All of lore.kernel.org
 help / color / mirror / Atom feed
From: "Derrick Stolee via GitGitGadget" <gitgitgadget@gmail.com>
To: git@vger.kernel.org
Cc: gitster@pobox.com, vdye@github.com, avarab@gmail.com,
	newren@gmail.com, Jacob Keller <jacob.keller@gmail.com>,
	Derrick Stolee <derrickstolee@github.com>
Subject: [PATCH v5 0/4] Optionally skip hashing index on write
Date: Fri, 06 Jan 2023 16:31:52 +0000	[thread overview]
Message-ID: <pull.1439.v5.git.1673022717.gitgitgadget@gmail.com> (raw)

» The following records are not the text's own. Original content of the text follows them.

PR #1746, opened 2020-11-24
Improve OreId auth logic, Prevent manual creation of Algorand wallets

Alexey1100:
Implements:

https://www.pivotaltracker.com/story/show/175863184
https://www.pivotaltracker.com/story/show/175863153

### DIFF
--- a/app/controllers/sign/ore_id_controller.rb
+++ b/app/controllers/sign/ore_id_controller.rb
@@ -1,7 +1,7 @@
 class Sign::OreIdController < ApplicationController
   include OreIdCallbacks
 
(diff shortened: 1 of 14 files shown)


app/controllers/sign/ore_id_controller.rb
```diff
@@ -15,8 +15,8 @@ def new
 
   # GET /sign/ore_id/receive
   def receive
-    verify_errorless
-    verify_received_account
+    verify_errorless or return
```
aquabu, line 18: double check you want `or` and not `||`

aquabu (approved):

In-Reply-To: <pull.1439.v4.git.1671204678.gitgitgadget@gmail.com>

Writing the index is a critical action that takes place in multiple Git
commands. The recent performance improvements available with the sparse
index show how often the I/O costs around the index can affect different Git
commands, although reading the index takes place more often than a write.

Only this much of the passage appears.